Ascension
Bali dresse l’oreille : un bruit connu l’a alerté : le « niama-mail » n’est pas loin…
Tapi dans les racines aériennes d’un palétuvier, le souffle retenu, l’oreille tendue, l’œil fureteur, le Noir guette…
« Ah !… Bali a vu niama-mail ! Bali courir appeler tous les hommes du village, et tous ensemble tueront le niama-mail »
Un dernier regard à l’hippopotame qui s’ébat dans le fleuve, inconscient du danger, et le grand noir s’enfonce à souples foulées dans la forêt.
Mais, au fait, pourquoi mobiliser tout le village pour tuer le niama-mail ?… Bali s’immobilise… touche son front… hésite… puis se redresse, et rit de toutes ses dents blanches.
« Bali, pas besoin des autres pour tuer niama-mail. Bali prendre ses sagaies, et retourner au fleuve ; et ceux du village joueront du tam-tam pour Bali qui aura tué tout seul le niama-mail ; et tous diront : Bali est plus grand chasseur que Mako ».
Dix minutes plus tard, l’homme est à l’affût, le regard tourné vers la masse grise de l’hippopotame qui se baigne et lance des fusées d’eau. Tout à l’heure, la bête viendra manger sur la rive ; Bali connaît ses mœurs. Patiemment, il l’attend…
Un des meilleurs chasseurs indigènes, ce Bali. Son seul rival est Mako, aussi habile que lui à lancer la sagaie. Mais Mako n’a jamais attaqué seul un hippopotame. Tandis que lui, Bali, va tuer celui-ci…
Il assure une sagaie dans sa main, car le monstre se rapproche ; on distingue à présent ses formes massives : le mufle carré, les courtes oreilles… Il vient à la rive… L’instant est tragique ; le cœur de Bali s’arrête quasi de battre ; mais sa main, lentement, silencieusement, pointe la sagaie vers l’énorme bête qui émerge, ruisselante, de l’eau glauque…
« Mako lui-même n’oserait l’attaquer seul.
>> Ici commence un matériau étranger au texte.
PR #539, opened 2022-08-12
Add unit test to the refactored loading branch

baothientran:
This PR is part of the refactor series #481. This adds unit tests for all the following:
- fix the QuantizedMeshContent tests
- SubtreeAvailability loading code
- TilesetJsonLoader interface
- ImplicitQuadtreeLoader
- ImplicitOctreeLoader
- LayerJsonTerrainLoader
- TilesetContentManager

API for the loader has changed to make the unit test easier:
- `TileContentLoaderResult` is now templated to point to the original type of the loader, instead of pointing to the base class `TilesetContentLoader`. This is needed because the unit test needs to access to the real loader type to examine the loader's field when creating loader

Other changes to address the PR comment in #508:
- Address [the issue where cesium-native doesn't log when error callback option is missing](https://github.com/CesiumGS/cesium-native/pull/508#discussion_r888518846).
- Address [the issue where `TileContent` is allocated when creating tile](https://github.com/CesiumGS/cesium-native/pull/508#discussion_r889841160). `TileContent` is now just a variant of `TileUnknownContent`, `TileEmptyContent`, `TileExternalContent`, and `std::unique_ptr<TileRenderContent>`. So its size is now only at least 9 bytes and will be constructed on the stack. Constructing `TileExternalContent` or `TileEmptyContent` won't no longer allocate. Along with this change, I move `TileLoadState` and `TilesetContentLoader *pLoader` fields from previous `TileContent` to the `Tile` class. They can reside within the new `TileContent`, but either case, the Tile size is still larger than previous implementation
- Address [the issue where `TileRenderContent` has optional gltf model](https://github.com/CesiumGS/cesium-native/pull/508#discussion_r889843328). This is now removed and only stores `CesiumGltf::Model`
- [Use std::visit to subdivide bounding box of octree and quadtree](https://github.com/CesiumGS/cesium-native/pull/508#discussion_r889855125)
- [Use std::get to retrieve octree and quadtree ID instead of std::get_if](https://github.com/CesiumGS/cesium-native/pull/508#discussion_r889856069)
- [Expose TilesetContentLoader to include directory and in the Tileset constructor to let client pass custom loader to the tileset](https://github.com/CesiumGS/cesium-native/pull/508#discussion_r889872291)
- [Add `TilesetContentLoader::getTileUpAxis(Tile)` to account for tileset up axis](https://github.com/CesiumGS/cesium-native/pull/508#discussion_r889875783). This will handle the case where different external tilesets will have different up axis. The up axis is also added to gltf extra similar to the current implementation in main.
- [Separate log error and warning into a file, so that different loader can use them](https://github.com/CesiumGS/cesium-native/pull/508#discussion_r889880768)


Cesium3DTilesSelection/include/Cesium3DTilesSelection/Tile.h
```diff
@@ -387,9 +464,20 @@ class CESIUM3DTILESSELECTION_API Tile final {
...
+      TileLoadState loadState,
+      TilesetContentLoader* pLoader,
+      TileContentArgs&&... args);
+
+  void setParent(Tile* pParent) noexcept;
+
+  void setState(TileLoadState state) noexcept;
 
-  void setParent(Tile* pParent) noexcept { this->_pParent = pParent; }
+  bool shouldContentContinueUpdated() const noexcept;
```
kring, line 477: Suggest `shouldContentContinueUpdating`.

kring:
Looks great @baothientran. A massive - and much needed - effort on the testing here! I didn't go through every test in extreme detail, but looked at a couple closely and skimmed the rest. The general approach looks good, and I'm very pleased with how little time the tests take to run as well. If there's anything in particular you're unsure of and want me to look at closely, let me know. In any case, I'm going to merge this, let you merge in main, and then do a final review of the whole thing together before we :shipit:!

PR #541, opened 2022-08-17
Let content manager owns root tile and raster overlay collection

baothientran:
This PR is part of the refactor series #481. In the current refactor-branch, the content manager doesn't own the root tile and the raster overlay collection. The tileset itself owns those fields. However, it is quite awkward to manage the lifetime of those components:
- Because the manager only captures the pointer of `RasterOverlayCollection`, client of the manager (in this case, it's the `Tileset`) has to make sure the collection doesn't die; otherwise, we have a dangling pointer. But the `Tileset` itself doesn't use the collection in its implementation, so it doesn't make sense to let the tileset own it. Instead, the manager should own this collection, since it is the main client of the collection.
- The reason for moving the root tile to the manager is that the manager will create render resources for tile, and those resources are raw pointer, so [it requires client to explicitly unload the tile when not used](https://github.com/CesiumGS/cesium-native/blob/ef87387b6d85ddb57e737ddcfac230db2a71c1c7/Cesium3DTilesSelection/src/Tileset.cpp#L162). In addition, when loading a tile, the manager needs that tile to be alive at least when the loading returns to the main thread. So it probably makes sense to let the manager manages the lifetime of the tile as well, instead of letting client of the manager do it

### DIFF
--- a/Cesium3DTilesSelection/include/Cesium3DTilesSelection/RasterOverlayCollection.h
+++ b/Cesium3DTilesSelection/include/Cesium3DTilesSelection/RasterOverlayCollection.h
@@ -39,6 +39,36 @@ public:
       Tile::LoadedLinkedList& loadedTiles,
       const TilesetExternals& externals) noexcept;
 
+  /**
+   * @brief Deleted Copy constructor.
+   *
+   * @param rhs The other instance.
+   */
+  RasterOverlayCollection(const RasterOverlayCollection& rhs) = delete;
+
+  /**
+   * @brief Move constructor.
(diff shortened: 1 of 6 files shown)


kring:
Looks good! One thing that surprised me a little is that TilesetContentManager now knows about Cesium ion and about tileset.json, and constructs an appropriate loader for each. I thought that responsibility might stay in Tileset, and the content manager would just deal with a loader and a root tile (wherever they come from). This doesn't necessarily need to be changed, I just wanted to mention it.

PR #542, opened 2022-08-18
WebP support

### LINKED ISSUE #75: Add support for WebP images
Currently we're using [stb](https://github.com/nothings/stb) (via tinygltf) for image decoding, but it doesn't support every format. Most notably missing is WebP. We should add support for this format for images inside glTFs and as raster overlays.

joseph-kaile:
Fixes #75


nithinp7:
Thanks @joseph-kaile, this looks great! I tested it with the Sponza model tiled on Cesium Ion with the WebP option enabled. It didn't work and I realized Ion outputs webp images wrapped in the `EXT_texture_webp`. So I generated that extension here and made some small adjustments on the Unreal side to use the texture source found in the extension, if it exists. Webp images should work both ways now, within the extension or just within the regular glTF texture, just like KTX.

nithinp7:
The only other thing I noticed was that libwebp runs its own tests every time I configure the CMake project, is there a way to disable that?

joseph-kaile:
Thanks @nithinp7. I didn't see the Webp option in Ion before but now I do. Unchecking WEBP_ENABLE_SIMD disables the tests. I can set that.

nithinp7:
@joseph-kaile Looks like that last change broke CI for linux + clang and Mac. Do you know how to fix that? We could also just revert to the last commit and I can merge this, up to you.

nithinp7:
If we find a better way to get rid of those extra tests we can add that in a separate PR. Merging the latest commit that passed CI, thanks again @joseph-kaile!

PR #550, opened 2022-08-25
Support layer.json when passing url

baothientran:
Previously when a url is passed to tileset, it will be able to load the layer.json format as well. This PR adds that support for the refactor


kring:
Thanks @baothientran!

Mais Bali osera, lui. Et la tribu saura que Bali est le roi des chasseurs. »
Tranquille, la bête prend pied.
Bali rampe dans les hautes herbes, sans un effleurement, sans même faire trembler une tige grêle.
Il n’a pas peur.
Il est sûr de lui.
À bonne distance, il se redresse, souple et silencieux.